Wednesday, November 17, 2010

ETI’s tritium waterspout and youngest black hole observed

Welcome! "Alien Life" tracks the latest discoveries and thoughts in the various elements of the famous Drake Equation. Here's today's news:
g Stars - A cosmic explosion seen 31 years ago may have been the birth cry of the youngest black hole ever observed, which could help researchers understand how black holes are born and evolve. See article.
g Intelligence - Australia's first people viewed comets as portents of doom, a new study of Aboriginal astronomy has found. See article.

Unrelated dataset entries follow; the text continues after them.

PR #2820, opened 2024-11-26
Sync from upstream

whitneywhtsang:


python/setup.py
```diff
@@ -778,7 +771,6 @@ def get_install_requires():
     long_description="",
     packages=get_packages(),
     entry_points=get_entry_points(),
-    install_requires=get_install_requires(),
```
pbchekin, line 781: We use `packaging` in `third_party/intel/backend/driver.py`, so we should either keep the install dependencies for our fork, or get rid of `packaging` in our code.

whitneywhtsang: oicic, from the comment, I thought is used by `compiler.py`, let me update the comment instead of removing it.

pbchekin (approved):

PR #2836, opened 2024-11-26
Don't use `dyn_cast_or_null` in `DecomposeUnsupportedConversions.cpp`

anmyachev:


whitneywhtsang (commented):
FYI, the change is added intentionally in https://github.com/intel/intel-xpu-backend-for-triton/commit/f9b052e7cf6fd254080d07179693e8c47f5d728d for flash attention on advanced path.

anmyachev:
> FYI, the change is added intentionally in [f9b052e](https://github.com/intel/intel-xpu-backend-for-triton/commit/f9b052e7cf6fd254080d07179693e8c47f5d728d) for flash attention on advanced path.

Thanks! Do you remember the reason for the change in this particular place?

whitneywhtsang:
Advanced path uses layout differently, and it is possible that `dstType.getEncoding()` is `null`, while it is not possible upstream or the default path.

anmyachev:
It's interesting that all the tests work.

whitneywhtsang:
> It's interesting that all the tests work.

There is no unit tests that run advanced path.

Issue #2748, opened 2024-11-19
Enable `-tritonintelgpu-optimize-reduction-locality` by default


victor-eds:
After pending issues that will be listed below are merged, this pass can be enabled by default:

- https://github.com/intel/intel-xpu-backend-for-triton/issues/2749
- https://github.com/intel/intel-xpu-backend-for-triton/issues/2750
- https://github.com/intel/intel-xpu-backend-for-triton/issues/2751
- https://github.com/intel/intel-xpu-backend-for-triton/issues/2752

Speedups after these changes in [`victor/perf-test`](https://github.com/intel/intel-xpu-backend-for-triton/tree/victor/perf-test) (attn benchmark):
Min Speedup: 0.997086
Quartile 1: 1.000324
Median: 1.026954
Quartile 2: 1.121962
Max speedup: 1.181823
Average: 1.064171
Average if improved (>=1.05): 1.131925
#Improved (>=1.05): 12/26
#Worse (>=1.05): 0

victor-eds:
Blocked: There are some performance regressions after latest optimizations were pushed. Trying alternative approaches.

sommerlukas:
As described in https://github.com/intel/intel-xpu-backend-for-triton/issues/3310, increased spilling currently means that this approach does not yet yield a performance benefit.

As the timeline is yet unclear for this, I'll close this issue for now, see the comment on ##3310.

PR #2846, opened 2024-11-27
[XPU] Enable reduction optimization by default

victor-eds:
Add reduction optimization pass to the pipeline by default.


victor-eds:
Performance gains can be seen under `vicenableredopt` tag.

@chengjunlu I'd say we go with this for now. You can disable it when doing your current work. This is giving performance now and having this would make testing the followups we have in mind easier. WDYT?

victor-eds:
Looks like the wide vector flag is giving some better performance, but this is noticeable enough. Just a minor bump from that flag.

victor-eds:
#2748

chengjunlu:
> Performance gains can be seen under `vicenableredopt` tag.
> 
> @chengjunlu I'd say we go with this for now. You can disable it when doing your current work. This is giving performance now and having this would make testing the followups we have in mind easier. WDYT?

LGTM.

third_party/intel/backend/compiler.py
```diff
@@ -252,9 +252,7 @@ def make_ttgir(mod, metadata, opt, properties):
         passes.common.add_cse(pm)
         passes.ttgpuir.add_prefetch(pm)
         passes.ttgpuir.add_optimize_dot_operands(pm, True)
-        if os.getenv("TRITON_INTEL_OPTIMIZE_REDUCTION_LOCALITY", "0") == "1":
-            intel.passes.ttgpuir.add_optimize_reduction_locality(pm)
-            intel.passes.ttgpuir.add_optimize_elementwise_parallelism(pm)
+        intel.passes.ttgpuir.add_optimize_reduction_locality(pm)
```
chengjunlu, line 255: Can we use `if os.getenv("TRITON_INTEL_OPTIMIZE_REDUCTION_LOCALITY", "1") == "1":` to allow the user to disable it?

whitneywhtsang:
From https://github.com/intel/intel-xpu-backend-for-triton/actions/runs/12061551469, it appears that the reduction optimization has a negative geomean impact to FA (causal=false, dhead=64) with the new IGC driver (improved instruction scheduling). Can we investigate it further before enabling it by default?

victor-eds:
> From https://github.com/intel/intel-xpu-backend-for-triton/actions/runs/12061551469, it appears that the reduction optimization has a negative geomean impact to FA (causal=false, dhead=64) with the new IGC driver (improved instruction scheduling). Can we investigate it further before enabling it by default?

Yes! I can look into that.

third_party/intel/backend/compiler.py
victor-eds: Of course. I'll add that when I finish the investigation

victor-eds:
Waiting till regressions are fixed. https://github.com/intel/intel-xpu-backend-for-triton/pull/2907 is the best attempt we have currently.

vlad-penkin:
@sommerlukas can we close this draft PR?

sommerlukas:
> @sommerlukas can we close this draft PR?

This was blocked by an issue in IGC. We plan to check the status of the IGC issue and continue work when it is resolved.

sommerlukas:
> @sommerlukas can we close this draft PR?

I think as the performance results were a bit mixed, we agreed with @etiotto and @whitneywhtsang to not enable this by default for now. Closing the PR.

PR #3270, opened 2025-01-26
[Windows] return fix for `os.replace`

anmyachev:
The tests did not fail (in https://github.com/intel/intel-xpu-backend-for-triton/pull/3217) because each process now has its own cache folder.


whitneywhtsang (approved):

woct0rdho:
Yes I can confirm this also happens when using `torch.compile` autotune

Issue #3285, opened 2025-01-27
[FA] Change Grafana reported `CAUSAL` field from `False` to `false`


whitneywhtsang:
Change Grafana reported `CAUSAL` field from `False` to `false`, so that it can be compared with other CI results.
![Image](https://github.com/user-attachments/assets/39c5326e-a983-4f50-a67d-e433e42955be)

whitneywhtsang:
Similarly for GEMM, it is unclear why the two rows listed below are not merge.
![Image](https://github.com/user-attachments/assets/d977e80a-3e51-4b0a-93e1-92f5c025ecc5)

PR #3108, opened 2025-01-07
Add Flash Attention backward to `benchmarks/triton_kernels_benchmark`

ESI-SYD:

PR #3304, opened 2025-01-29
Fix parameter inconsistency in result reporting

Egor-Krivov:
Removed `MODE` parameter from `attn` benchmark, because this information is passed via benchmark name, reverted int conversion change from https://github.com/intel/intel-xpu-backend-for-triton/pull/3108/files#diff-fd4b71bc079eacc2ebcbceba947990270f332f6d7d72133aa8e149a87d7c6e95.

Relates to #3285


scripts/build_report.py
```diff
@@ -38,7 +38,11 @@ def transform_df(df, param_cols, tflops_col, hbm_col, benchmark, compiler, tag):
     check_cols([tflops_col] + [] if hbm_col is None else [hbm_col], df.columns)
     # Build json with parameters
     df_results = pd.DataFrame()
-    df_results["params"] = [json.dumps(j) for j in df[param_cols].to_dict("records")]
+    # Type conversion to int is important here, because dashboards expect
+    # int values.
+    # Changing it without changing dashboards and database will
+    # break comparison of old and new results
+    df_results["params"] = [json.dumps(j) for j in df[param_cols].astype(int).to_dict("records")]
```
whitneywhtsang, line 45: I am fine with this change, but curious why we don't change database instead to match the new type?

whitneywhtsang (approved):

scripts/build_report.py
whitneywhtsang: Make sense, thanks!

PR #3313, opened 2025-01-30
[Windows] Add missed `env` subcommand into `.mlir` files

anmyachev:


anmyachev:
> Can the changes be upstreamed directly?

If you mean without a pull request to us, then it is possible, but the review on their side will most likely take more time. To simplify the search for bugs on Windows, the tests need to start working as soon as possible. In this particular case, I can do as you say.

PR #3315, opened 2025-01-30
[triton-raise-block-ptr]: Increase test coverage

etiotto:


test/Triton/Intel/RaiseToBlockPointers/tensor_indices_loop_iterarg_with_masks.mlir
```diff
@@ -16,7 +14,9 @@ module {
     %4:2 = scf.for %arg3 = %c0_i32 to %c4_i32 step %c1_i32 iter_args(%arg4 = %0, %arg5 = %0) -> (tensor<4xi32>, tensor<4xi32>)  : i32 {
       %5 = arith.cmpi slt, %arg4, %1 : tensor<4xi32>
       %6 = tt.addptr %2, %arg4 : tensor<4x!tt.ptr<f32>>, tensor<4xi32>
-      %7 = tt.load %6, %5, %cst : tensor<4x!tt.ptr<f32>>
+      // TODO: replace with the following line when masked loads are supported.
+      // %7 = tt.load %6, %5, %cst : tensor<4x!tt.ptr<f32>>
+      %7 = tt.load %6 : tensor<4x!tt.ptr<f32>>
```
mfrancepillois, line 19: Not sure to understand what is this point of removing the mask here.
As I understand it, the purpose of the test is to test the pass's ability to handle load/store with masks. So, if we remove the mask because masks are not handled yet, not sure it makes sense to keep the test.

test/Triton/Intel/RaiseToBlockPointers/addptr_for_expand_ptr.mlir
```diff
@@ -56,18 +54,13 @@ module {
...
-// CHECK:             [[VAR_2_:%.+]] = "tts.load"([[VAR_1_]]) <{operandSegmentSizes = array<i32: 1, 0, 0>, static_mask_dims = array<i64>}> : (tensor<256x256x!tt.ptr<bf16>>) -> tensor<256x256xbf16>
-// CHECK:             "tts.store"([[VAR_1_]], [[VAR_2_]]) <{static_mask_dims = array<i64>}> : (tensor<256x256x!tt.ptr<bf16>>, tensor<256x256xbf16>) -> ()
-// CHECK:             [[VAR_3_:%.+]] = arith.addi [[VAR_arg2_]], [[CST_3_]] : index
-// CHECK:             scf.yield [[VAR_3_]] : index
+// CHECK-DAG:       [[VAR_0_:%.+]] = tt.splat [[PARAM_0_]] : !tt.ptr<bf16> -> tensor<256x!tt.ptr<bf16>>
+// CHECK-DAG:       [[VAR_1_:%.+]] = tt.make_range {end = 1280 : i32, start = 1024 : i32} : tensor<256xi32>
+// CHECK:           [[VAR_2_:%.+]] = tt.addptr [[VAR_0_]], [[VAR_1_]] : tensor<256x!tt.ptr<bf16>>, tensor<256xi32>
+// CHECK:           [[VAR_3_:%.+]] = scf.for [[VAR_arg1_:%.+]] = {{.*}} iter_args([[VAR_arg2_:%.+]] = [[VAR_2_]]) -> (tensor<256x!tt.ptr<bf16>>) {
+// CHECK-NOT:         tt.make_tensor_ptr
```
mfrancepillois, line 61: Does that mean that we do not plan to support case when we have an `expandDimOp` in the loop soon-ish?

test/Triton/Intel/RaiseToBlockPointers/tensor_indices_loop_iterarg_with_masks.mlir
etiotto: So we have 2 choices. XFAIL the test or keep it as it is now and change it later when/if we have masked loads support.

test/Triton/Intel/RaiseToBlockPointers/addptr_for_expand_ptr.mlir
etiotto: Yes correct. I'd like to see how often this patter arises in practice. If it doesn't happen often then we can keep this as a permanent limitation.

PR #3297, opened 2025-01-28
[GEMM] Add autotune configs of `num_warps=64`

whitneywhtsang:
We can see from https://github.com/intel/intel-xpu-backend-for-triton/actions/runs/13004109008 that those added configs are selected as best autotune configs for some input shapes. 
The actual geomean performance gain is less than 2%.
The biggest per shape improvement is 12%.

Below is the breakdown for improvement per input shape:

B | M | N | K |  ratio
-- | -- | -- | -- | --
1 | 1 | 13824 | 5120 | 1.07916
1 | 4 | 12288 | 4096 | 1.124677
1 | 512 | 8192 | 8192 | 1.081075
1 | 512 | 8192 | 32768 | 1.02523
1 | 8192 | 1024 | 16384 | 1.028267
1 | 16384 | 1024 | 8192 | 1.094302
1 | 16384 | 8192 | 1024 | 1.051715
4 | 32768 | 128 | 4096 | 1.019839
4 | 32768 | 4096 | 128 | 1.023059
32 | 4096 | 128 | 4096 | 1.019211

PR #3323, opened 2025-01-31
[GEMM] Undo small GRF autotune config for transpose A

whitneywhtsang:
After #3297, we start to observe different kind of failures for `AtxB`, it is unclear if it is due to that change, but undoing for transpose A just in case.


etiotto (approved):
For now this change is OK. Please open an issue to track the failures when A operand is transposed.

whitneywhtsang:
> For now this change is OK. Please open an issue to track the failures when A operand is transposed.

Created #3326.

PR #3337, opened 2025-02-03
Use `subprocess.run` to implement analogue of `pytest.mark.forked` on Windows

### LINKED ISSUE #3018: [win] test_debug does not work on windows

anmyachev:
* https://github.com/intel/intel-xpu-backend-for-triton/actions/runs/13226248291 (passed, **pass rate: 87.00%**)

Inspired by: https://github.com/ansible/pytest-mp/issues/15#issuecomment-1613954966. Due to PyTest fixture serialization errors, changed the approach.

Closes #3018


python/test/unit/conftest.py
```diff
@@ -20,6 +20,51 @@ def pytest_addoption(parser):
...
+def pytest_pyfunc_call(pyfuncitem: pytest.Function):
+
+    if os.name == "nt" and "forked" in pyfuncitem.keywords:
+        # Avoid recursion
+        if os.getenv("_PYTEST_SUBPROCESS_RUNNING"):
+            return None
+
+        import subprocess
+
+        pos = pyfuncitem.nodeid.find(str(pyfuncitem.path.relative_to(pathlib.Path(os.getcwd()))))
```
anmyachev, line 32: The full name of the test is not always consistent with the current working directory from which `pytest` is called, so it needs to be adapted.

pbchekin, line 32: Do we need `os.getcwd()`? I think `pathlib.Path()` should work for the current directory (please double check)
```suggestion
        pos = pyfuncitem.nodeid.find(str(pyfuncitem.path.relative_to(pathlib.Path())))
```

python/test/unit/conftest.py
```diff
@@ -20,6 +20,51 @@ def pytest_addoption(parser):
...
+        config = pyfuncitem.config
+        device = config.getoption("--device")
+        if device:
+            pytest_args.extend(["--device", device])
+
+        # Avoid recursion
+        env = os.environ.copy()
+        env["_PYTEST_SUBPROCESS_RUNNING"] = "1"
+
+        result = subprocess.run(pytest_args, capture_output=True, text=True, env=env)
```
pbchekin, line 47: If we anyway write the subprocess stdout and stderr to the system stdout and stderr respectively, then why do we want capture the output?

python/test/unit/conftest.py
anmyachev: I believe we need `os.getcwd`:
```python
>>> import pathlib
>>> import os
>>> pathlib.Path()
WindowsPath('.')
>>> os.getcwd()
'C:\\projects\\intel-xpu-backend-for-triton\\test_forked'
```

python/test/unit/conftest.py
anmyachev: `sys.stdout` and `sys.stderr` defined per process.

Therefore, in order to pass the output from the subprocess we need:
* Catch `pytest` output via the `-s` option
* Catch the output of the subprocess itself (`capture_output=True`)
* Pass the captured data to the main process

pbchekin: What happens without `capture_output=True`? Multiple subprocesses can use their parent's stdout and stderr.

python/test/unit/conftest.py
pbchekin: I think `.` and `C:\\projects\\intel-xpu-backend-for-triton\\test_forked` is the same directory in this case). I agree let's keep `os.getcwd` for clarity.

python/test/unit/conftest.py
anmyachev: you're right, `capture_output=True` has been removed.

python/test/unit/conftest.py
```diff
@@ -10,7 +12,7 @@ def pytest_configure(config):
     if os.name == "nt" and worker_id:
         os.environ["TRITON_CACHE_DIR"] = tempfile.mkdtemp(prefix="triton-")
     if os.name == "nt":
-        pytest.mark.forked = pytest.mark.skip(reason="Windows doesn't fork")
+        config.addinivalue_line("markers", "forked: subprocess analogue of pytest.mark.forked on Windows")
```
anmyachev, line 15: To avoid warning about unregistered marker.

pbchekin (approved):

PR #3338, opened 2025-02-03
Move utility to create function call into common utility file

etiotto:


ienkovich (approved):
Thanks for taking care of this one!

whitneywhtsang (approved):
Just wonder if `third_party/intel/lib/TritonIntelGPUToLLVM/Utility.cpp` is already considered.

ienkovich:
> Just wonder if `third_party/intel/lib/TritonIntelGPUToLLVM/Utility.cpp` is already considered.

I considered this option. I didn't use it because this would make `TritonGENToLLVM` dependent on `TritonIntelGPUToLLVM` which didn't seem reasonable to me.

PR #3343, opened 2025-02-04
Update compile script to infer the Triton project directory

etiotto:


scripts/compile-triton.sh
```diff
@@ -84,7 +90,7 @@ fi
 if [ ! -d "$TRITON_PROJ" ]; then
   echo "****** Cloning $TRITON_PROJ ******"
   cd $BASE
-  git clone https://github.com/intel/intel-xpu-backend-for-triton.git
+  git clone https://github.com/intel/$TRITON_PROJ_NAME.git
```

g Message - Advanced extraterrestrial civilizations which make extensive use of the fusion fuel resources of their local star and planetary system have numerous potentially observable characteristics. A circumstellar nuclear fuel molecular effusion cloud, the principal observable, rapidly dissociates and neutralizes to the atomic ground state, permitting the detection of hydrogen and tritium hyperfine transition radio lines at 1420 MHz and 1516 MHz, respectively. The negligible natural abundance of neutral atomic ground-state tritium suggests that its hyperfine line, the "tritium waterspout" centered in the radio SETI "waterhole" band, is ideal for interstellar communication and future SETI searches. Other possible observables of advanced civilizations include redshifted neutrino point sources, an artificial radio spectrum, anomalous blackbody radiation, fission waste absorption lines, Doppler and stellar spectral anomalies, and extraordinary magnetic fields. See article. This article is from 1985.